5. An action recognition device according to claim 1, The boundary frame of the first keypoint connection candidate is the smallest first rectangular frame that includes all the keypoints in the first keypoint connection candidate. An action recognition device wherein the boundary frame of the second keypoint connection candidate is the smallest second rectangular frame that includes all the keypoints in the second keypoint connection candidate, or the boundary frame of the second keypoint connection candidate is a rectangular frame that is enlarged by a predetermined ratio with respect to the long side of the second rectangular frame and / or enlarged by a predetermined ratio with respect to the short side of the second rectangular frame.

6. A method for recognizing motion, Using a neural network, keypoint recognition is performed for objects in video frames, and the keypoint information and PAF (Part Affinity Field) score of the said objects are obtained; Based on the aforementioned keypoint information and the PAF score, keypoint connections are made; Based on the results of the aforementioned keypoint connections, multiple keypoint connection candidates are generated; A selection is made for the plurality of keypoint connection candidates by determining whether at least two of the plurality of keypoint connection candidates are valid; and This includes recognizing the movement of the object based on the selected keypoint connection candidates, The aforementioned at least two keypoint connection candidates include a first keypoint connection candidate and a second keypoint connection candidate. Selecting from the aforementioned multiple keypoint connection candidates is, An operation recognition method that includes determining whether the first keypoint connection candidate is valid based on the position and size of the boundary frame of the first keypoint connection candidate and the position and size of the boundary frame of the second keypoint connection candidate.
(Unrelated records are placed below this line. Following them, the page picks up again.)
PR #3259, opened 2017-02-13
Allow user to log in or out of ring group

kalda341:
This pull request includes two changes.
The first is to allow endpoints in a ring group to log out of the group until a certain time.
The second is a callflow module that allows a user to log in and out of a ring group.

The works as follows:

1. The user sets up two callflows containing the log_in_out_ring_group element, one to log in ("login": true) and one to log out ("login": false) for a ring group. They could be on the same callflow with a menu. This callflow is linked to the ring group by the "callflow_id" field.
2. The user dials into the logout callflow. Kazoo recursively searches the callflow for ring groups which contain the user. The endpoints for the user are disabled until a long time in the future. The user is told that they are logged out.

### DIFF
--- a/applications/callflow/src/module/cf_log_in_out_ring_group.erl
+++ b/applications/callflow/src/module/cf_log_in_out_ring_group.erl
@@ -1,0 +1,91 @@
+%%%-------------------------------------------------------------------
+%%% @doc
+%%% Logs a user in or out of a ring group
+%%% @end
+%%% @contributors
+%%%   Max Lay
+%%%-------------------------------------------------------------------
+-module(cf_log_in_out_ring_group).
+
+-behaviour(gen_cf_action).
+
+-include("callflow.hrl").
+
+-export([handle/2]).
+
+-define(ON_VAL, 0).
+-define(DEFAULT_OFF_VAL, 66269664000).
+
+%%--------------------------------------------------------------------
+%% @public
+%% @doc
+%% Entry point for this module, attempts to call an endpoint as defined
+%% in the Data payload.  Returns continue if fails to connect or
+%% stop when successfull.
+%% @end
+%%--------------------------------------------------------------------
+-spec handle(kz_json:object(), kapps_call:call()) -> 'ok'.
+handle(Data, Call) ->
+    _ = kapps_call_command:answer(Call),
+    CallflowId = kz_json:get_value(<<"callflow_id">>, Data),
+    DisableUntil = case kz_json:is_true(<<"login">>, Data) of
+                       'true' -> ?ON_VAL;
+                       'false' -> ?DEFAULT_OFF_VAL
+                   end,
+    AccountDb = kapps_call:account_db(Call),
+    {'ok', Callflow} = kz_datamgr:open_doc(AccountDb, CallflowId),
+    UpdatedFlow = find_and_change_ring_group(kz_json:get_value(<<"flow">>, Callflow), Call, DisableUntil),
+    kz_datamgr:save_doc(AccountDb, kz_json:set_value(<<"flow">>, UpdatedFlow, Callflow)),
+    lager:debug("updated flow from ~p to ~p", [kz_json:encode(Callflow), kz_json:encode(UpdatedFlow)]),
+    cf_exe:continue(Call).
+
+-spec find_and_change_ring_group(kz_json:object(), kapps_call:call(), integer()) -> kz_json:object().
+find_and_change_ring_group(Module, Call, DisableUntil) ->
+    NewModule = case kz_json:get_value(<<"module">>, Module) of
+                    <<"ring_group">> -> alter_endpoints(Module, Call, DisableUntil);
+                    _ -> Module
+                end,
+    case kz_json:get_value(<<"children">>, NewModule) of
+        'undefined' -> NewModule;
+        Children -> kz_json:set_value(<<"children">>, maybe_modify_children(Children, Call, DisableUntil), NewModule)
+    end.
+
+-spec maybe_modify_children(kz_json:object(), kapps_call:call(), integer()) -> kz_json:object().
+maybe_modify_children(Children, Call, DisableUntil) ->
+    lists:foldl(fun(Key, JObj) ->
+                        SubModule = find_and_change_ring_group(kz_json:get_value(Key, JObj), Call, DisableUntil),
+                        kz_json:set_value(Key, SubModule, JObj)
+                end, Children, kz_json:get_keys(Children)).
+
+-spec alter_endpoints(kz_json:object(), kapps_call:call(), integer()) -> kz_json:object().
+alter_endpoints(Module, Call, DisableUntil) ->
+    EndpointsPath = [<<"data">>, <<"endpoints">>],
+    OldEndpoints = kz_json:get_value(EndpointsPath, Module),
+    {Found, EndPoints} = lists:foldl(fun(Endpoint, {Found, UpdatedEndpoints}) ->
+                                             {ThisFound, Res} = maybe_alter_disable_until(kz_json:get_value(<<"endpoint_type">>, Endpoint), Endpoint, Call, DisableUntil),
+                                             {Found or ThisFound, [Res | UpdatedEndpoints]}
+                                     end, {'false', []}, OldEndpoints),
+    Media = case {Found, DisableUntil} of
+                {'false', _} ->
+                    %% User not found
+                    kz_media_util:get_prompt(<<"agent-invalid_choice">>, Call);
+                {'true', ?ON_VAL} ->
+                    kz_media_util:get_prompt(<<"agent-logged_in">>, Call);
+                {'true', _} ->
+                    kz_media_util:get_prompt(<<"agent-logged_out">>, Call)
+            end,
+    kapps_call_command:play(Media, Call),
+    kz_json:set_value(EndpointsPath, EndPoints, Module).
+
+-spec maybe_alter_disable_until(ne_binary(), kz_json:object(), kapps_call:call(), integer()) -> {boolean(), kz_json:object()}.
+maybe_alter_disable_until(<<"user">>, Endpoint, Call, DisableUntil) ->
+    lager:debug("comparing owner ~p, to endpoint ~p", [kapps_call:owner_id(Call), Endpoint]),
+    case kapps_call:owner_id(Call) =:= kz_json:get_value(<<"id">>, Endpoint) of
+        'true' ->
+            {'true', kz_json:set_value([<<"disable_until">>], DisableUntil, Endpoint)};
+        'false' ->
+            {'false', Endpoint}
+    end;
+
+maybe_alter_disable_until(_EndpointType, Endpoint, _Call, _DisableUntil) ->
+    {'false', Endpoint}.
--- a/applications/callflow/src/module/cf_ring_group.erl
+++ b/applications/callflow/src/module/cf_ring_group.erl
@@ -134,8 +134,8 @@ start_builder(EndpointId, Member, Call) ->
       end
      ).
 
--spec member_active(kz_json:object()) -> boolean().
-member_active(Member) ->
+-spec is_member_active(kz_json:object()) -> boolean().
+is_member_active(Member) ->
     DisableUntil = kz_json:get_value(<<"disable_until">>, Member, 0),
     calendar:datetime_to_gregorian_seconds(calendar:universal_time()) > DisableUntil.
 
@@ -148,7 +148,7 @@ member_active(Member) ->
 -spec resolve_endpoint_ids(kz_json:object(), kapps_call:call()) -> endpoints().
 resolve_endpoint_ids(Data, Call) ->
     Members = kz_json:get_value(<<"endpoints">>, Data, []),
-    FilteredMembers = lists:filter(fun member_active/1, Members),
+    FilteredMembers = lists:filter(fun is_member_active/1, Members),
     lager:debug("filtered members of ring group ~p", [FilteredMembers]),
     ResolvedEndpoints = resolve_endpoint_ids(FilteredMembers, [], Data, Call),
 
--- a/applications/callflow/src/module/cf_ring_group.erl
+++ b/applications/callflow/src/module/cf_ring_group.erl
@@ -134,6 +134,11 @@ start_builder(EndpointId, Member, Call) ->
       end
      ).
 
+-spec member_active(kz_json:object()) -> boolean().
+member_active(Member) ->
+    DisableUntil = kz_json:get_value(<<"disable_until">>, Member, 0),
+    calendar:datetime_to_gregorian_seconds(calendar:universal_time()) > DisableUntil.
+
 -type endpoint() :: {ne_binary(), kz_json:object()}.
 -type endpoints() :: [endpoint()].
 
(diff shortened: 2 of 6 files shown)


grahamsnz:
@kalda341 I see this enhancement of ring groups being very useful. Lots of user don't want full agent/queue functionality, they simple want to be able to join and leave a ring group.

lazedo:
@kalda341 how about using `ac/dc` ?

grahamsnz:
@lazedo Not to speak on @kalda341 's behalf. However, in my experience, the use cases are very different between ring groups and ACDC (with agents and queues). 

Ring groups are a simple approach to group call distribution. This PR provides users with more control joining or leaving a ring group. This is helpful to users as they don't have to wait for an admin user to make the change for them.

lazedo:
@grahamsnz how different are they ? `group call distribution` is another way of saying `queues`. this pull request is creating another type of queue system. i would like to see what this pr adds that is not already possible with  `ac/dc`.

grahamsnz:
@lazedo By definition **ring groups** are a form of **group call distribution** in that they distribute calls to a group of phones or users. 

Although they are both forms of **group call distribution**, there are very few similarities between **ring groups** and **ACDC**.  A good example of these differences starts with **ACDC**'s use of agents and queues, of which **ring groups** has no concept. The functionality provided by agents and queues allows for a true call centre. Whereas, **ring groups** is far to simplistic and casual to ever be used for a call centre.

remcovanvugt:
@lazedo This allows for static configuration of ring groups (instead of logging on/logging off and managing queues) with the option of parallel calls (i.e. call waiting functionality) but still allow users to opt-out of a ring group for a give time. It goes nice with SmartPBX (as opposed to acdc). As a user, if you are busy and not willing to accept group calls, but still want to be available for transferred calls going DND is not an option. That is the best solution in this use case imo.

noahmehl:
@lazedo I'm +1 on this feature.  The difference between a queue and a ring group is that of simplicity and immediacy.  I have a client that would love this.  They have a front desk with two desk phones and a cordless phone.  Right now, the cordless phone rings everytime someone calls, even though it's right next to the desk phone.  It would be useful for them to be able to dial something to log into the distribution list when they step away from the desk, etc.  They don't want queues with hold times, etc, they just want to dynamically update which stations ring when a call comes in (from a device).  Make sense?

kjcsb1:
@lazedo ac/dc is complex, broken, and not supported by 2600hz (although there are some fixes being submitted that will improve it). cubicle is commercial. This change is part of a number of enhancements to groups that provide some of the basic functionality required by small call centres who don't need the functionality of ac/dc or cubicle.

applications/callflow/src/module/cf_log_in_out_ring_group.erl
```diff
@@ -0,0 +1,91 @@
...
+-module(cf_log_in_out_ring_group).
+
+-behaviour(gen_cf_action).
+
+-include("callflow.hrl").
+
+-export([handle/2]).
+
+-define(ON_VAL, 0).
+-define(DEFAULT_OFF_VAL, 66269664000).
```
jamesaimonetti: This is an interesting number... :)

applications/callflow/src/module/cf_log_in_out_ring_group.erl
```diff
@@ -0,0 +1,91 @@
+%%%-------------------------------------------------------------------
+%%% @doc
+%%% Logs a user in or out of a ring group
+%%% @end
+%%% @contributors
+%%%   Max Lay
+%%%-------------------------------------------------------------------
+-module(cf_log_in_out_ring_group).
```
jamesaimonetti: Naming is hard! `"module":"log_in_out_ring_group"` just seems...verbose. What about `cf_ring_group_toggle`?

applications/callflow/src/module/cf_ring_group.erl
```diff
@@ -134,6 +134,11 @@ start_builder(EndpointId, Member, Call) ->
       end
      ).
 
+-spec member_active(kz_json:object()) -> boolean().
+member_active(Member) ->
```
jamesaimonetti: Generally functions that return booleans are prefixed with `is_` or `should_`. In this case, `is_member_active/1`.

applications/callflow/src/module/cf_ring_group.erl
```diff
@@ -134,6 +134,11 @@ start_builder(EndpointId, Member, Call) ->
...
+    DisableUntil = kz_json:get_value(<<"disable_until">>, Member, 0),
+    calendar:datetime_to_gregorian_seconds(calendar:universal_time()) > DisableUntil.
```
jamesaimonetti: Does this take into account the user's timezone? How is `disable_until` set?

applications/callflow/src/module/cf_log_in_out_ring_group.erl
kalda341: cf_ring_group_toggle is definitely a better name.

applications/callflow/src/module/cf_log_in_out_ring_group.erl
```diff
@@ -0,0 +1,91 @@
...
+                    _ -> Module
+                end,
+    case kz_json:get_value(<<"children">>, NewModule) of
+        'undefined' -> NewModule;
+        Children -> kz_json:set_value(<<"children">>, maybe_modify_children(Children, Call, DisableUntil), NewModule)
+    end.
+
+-spec maybe_modify_children(kz_json:object(), kapps_call:call(), integer()) -> kz_json:object().
+maybe_modify_children(Children, Call, DisableUntil) ->
+    lists:foldl(fun(Key, JObj) ->
```
jamesaimonetti: Why not
```erlang
kz_json:foldl(fun(Key, Value, JObj) ->
    SubModule = find_and_change_ring_group(Value, Call, DisableUntil),
    kz_json:set_value(Key, SubModule, JObj)
end
,Children
,Children
)
```

applications/callflow/src/module/cf_log_in_out_ring_group.erl
kalda341: It corresponds to 2100 00:00:00, however any large number would work.

applications/callflow/src/module/cf_ring_group.erl
kalda341: Thanks for the tip!

applications/callflow/src/module/cf_log_in_out_ring_group.erl
```diff
@@ -0,0 +1,91 @@
...
+-spec handle(kz_json:object(), kapps_call:call()) -> 'ok'.
+handle(Data, Call) ->
+    _ = kapps_call_command:answer(Call),
+    CallflowId = kz_json:get_value(<<"callflow_id">>, Data),
+    DisableUntil = case kz_json:is_true(<<"login">>, Data) of
+                       'true' -> ?ON_VAL;
+                       'false' -> ?DEFAULT_OFF_VAL
+                   end,
+    AccountDb = kapps_call:account_db(Call),
+    {'ok', Callflow} = kz_datamgr:open_doc(AccountDb, CallflowId),
```
jamesaimonetti: `kz_datamgr:open_cache_doc/2` should be used unless there's a real need.

applications/callflow/src/module/cf_log_in_out_ring_group.erl
```diff
@@ -0,0 +1,91 @@
...
+    UpdatedFlow = find_and_change_ring_group(kz_json:get_value(<<"flow">>, Callflow), Call, DisableUntil),
+    kz_datamgr:save_doc(AccountDb, kz_json:set_value(<<"flow">>, UpdatedFlow, Callflow)),
```
jamesaimonetti: Want to handle if the save was temporarily unsuccessful? Or use `kz_datamgr:ensure_saved/2`?

applications/callflow/src/module/cf_log_in_out_ring_group.erl
```diff
@@ -0,0 +1,91 @@
...
+    lager:debug("updated flow from ~p to ~p", [kz_json:encode(Callflow), kz_json:encode(UpdatedFlow)]),
+    cf_exe:continue(Call).
+
+-spec find_and_change_ring_group(kz_json:object(), kapps_call:call(), integer()) -> kz_json:object().
+find_and_change_ring_group(Module, Call, DisableUntil) ->
```
jamesaimonetti: `Module` should really be named `Action` since its the callflow action being stored

applications/callflow/src/module/cf_log_in_out_ring_group.erl
```diff
@@ -0,0 +1,91 @@
...
+handle(Data, Call) ->
+    _ = kapps_call_command:answer(Call),
+    CallflowId = kz_json:get_value(<<"callflow_id">>, Data),
+    DisableUntil = case kz_json:is_true(<<"login">>, Data) of
+                       'true' -> ?ON_VAL;
+                       'false' -> ?DEFAULT_OFF_VAL
+                   end,
+    AccountDb = kapps_call:account_db(Call),
+    {'ok', Callflow} = kz_datamgr:open_doc(AccountDb, CallflowId),
+    UpdatedFlow = find_and_change_ring_group(kz_json:get_value(<<"flow">>, Callflow), Call, DisableUntil),
```
jamesaimonetti: Use `kzd_callflow:flow/1` and `kzd_callflow:set_flow/2`

applications/callflow/src/module/cf_ring_group.erl
kalda341: No timezone is taken into account. Should it instead use the callee's timezone?
`disable_until` is currently only used to toggle the user on and off through `log_in_out_ring_group`, however as a potential enhancement it could be used to log a user out temporarily.

applications/callflow/src/module/cf_log_in_out_ring_group.erl
kalda341: Thanks for that suggestion!

applications/callflow/src/module/cf_log_in_out_ring_group.erl
kalda341: Whoops, thanks for the improvement!

applications/callflow/src/module/cf_ring_group.erl
jamesaimonetti: Ok, I see now. Is the plan to allow users to customize how long to disable? Otherwise it seems like this should be a binary decision and not a temporal one. Thoughts?

applications/callflow/src/module/cf_log_in_out_ring_group.erl
jamesaimonetti: Also, I don't see the generated callflow schema in the commits. Please add it, along with filling out the descriptions if possible

applications/callflow/src/module/cf_log_in_out_ring_group.erl
kalda341: Will do

applications/callflow/src/module/cf_log_in_out_ring_group.erl
```diff
@@ -0,0 +1,91 @@
...
+%% @doc
+%% Entry point for this module, attempts to call an endpoint as defined
+%% in the Data payload.  Returns continue if fails to connect or
+%% stop when successfull.
+%% @end
+%%--------------------------------------------------------------------
+-spec handle(kz_json:object(), kapps_call:call()) -> 'ok'.
+handle(Data, Call) ->
+    _ = kapps_call_command:answer(Call),
+    CallflowId = kz_json:get_value(<<"callflow_id">>, Data),
```
jamesaimonetti: If you use 'kz_json:get_ne_binary_value/2` it indicates the expected type and our AST parsers can infer the type for the JSON schema and add it.

applications/callflow/src/module/cf_ring_group.erl
kalda341: Correct - currently only the API can be used to disable the endpoint for a specified time via the `disable_until` field. `log_in_out_ring_group` uses a binary on/off - but achieves this through the same field.

applications/callflow/src/module/cf_log_in_out_ring_group.erl
kalda341: I didn't want to run the risk of overwriting changes to the callflow made elsewhere, but didn't know how to handle the potential failure to save the document. Any suggestions?

applications/callflow/src/module/cf_log_in_out_ring_group.erl
kalda341: Cool - thanks!

applications/callflow/src/module/cf_log_in_out_ring_group.erl
jamesaimonetti: I guess if `{'error', 'conflict'}` is returned, you'll want/need to refetch the callflow doc and re-run `find_and_change_ring_group` again. You could then check for other error conditions and retry the save (with a max retry count).

applications/callflow/src/module/cf_log_in_out_ring_group.erl
kalda341: Agreed.

lazedo:
the arguments here are in the route to provide one way or the other a simple call queue mechanism, i'm not against, but what i'm trying to avoid here is duplication of code and making sure that we're are not creating code that duplicates already existing features.

as commented by @k-anderson earlier today, there seems to nothing in this pr that couldn't be done by using hotdesking.

kjcsb1:
@lazedo @k-anderson Hotdesking provides an association between a device and a user and is boolean. This PR allows a user to log in/out of a group - one user may be a member of many groups but perhaps only needs to be logged in (or out) of one group for a period of time. It also allows the possibility of a wrap-up time (since the active member is determined based on time). Hope that makes sense.

lazedo:
@kjcsb1 sorry, it seems you are confusing things a bit. hotdesking allows an arbitrary extension to have a log in/out from a user, ie, associate an endpoint id with an extension.
when you write about timed logouts and wrap-up timers, you're talking about queues, right ?

kalda341:
I have made the discussed changes. I also changed the `login` field to be called `action` (which can be `login` or `logout`). This will allow additional functionality such as timed logouts to be implemented in the future.

kjcsb1:
@lazedo Hotdesking does not duplicate the functionality in this PR. 
1. Hotdesking is either logged in or logged out (boolean). This PR allows for a time to be set in the future where the user will become an active member of a group.
2. This PR allows one user to be associated with some groups and not others, in an ad hoc way. For example I may be logged into the sales group and logged out of the support group. That is not possible with hotdesking. To achieve something similar I would need to have a sales device and a separate support device which is not a practical solution for most users.

jamesaimonetti:
@kalda341 fix the formatting issue that circle complains about (look at the `make fmt` target to see how to run this locally if you need - specify the file you want to format) and I'll give the PR a test.

jamesaimonetti:
Also, please add a doc in `applications/callflow/doc` for this module so we can start getting those fleshed out too. I'll be adding a similar builder as I did for Crossbar to stub out all the callflow actions but certainly any new actions should come with docs by default.

And thanks for persevering through this!

kalda341:
@jamesaimonetti I've added the documentation. What's next?

kalda341:
@jamesaimonetti Any updates?

jamesaimonetti:
@kalda341 I manually rebased/merged the PR (got approval from on high for it). Thanks for sticking with it while everyone got on the same page.

@grahamsnz @remcovanvugt @noahmehl @kjcsb1 thanks for your input here too everyone!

7. The operation recognition method according to claim 6, Making a selection from the aforementioned multiple keypoint connection candidates further involves An operation recognition method that includes determining whether the first keypoint connection candidate is valid based on the number of keypoints of the first keypoint connection candidate and the number of keypoints of the second keypoint connection candidate.

8. Electronic equipment including memory devices and processors, The aforementioned memory contains a computer program, An electronic device configured to execute the computer program to realize the operation recognition method described in claim 6 or 7.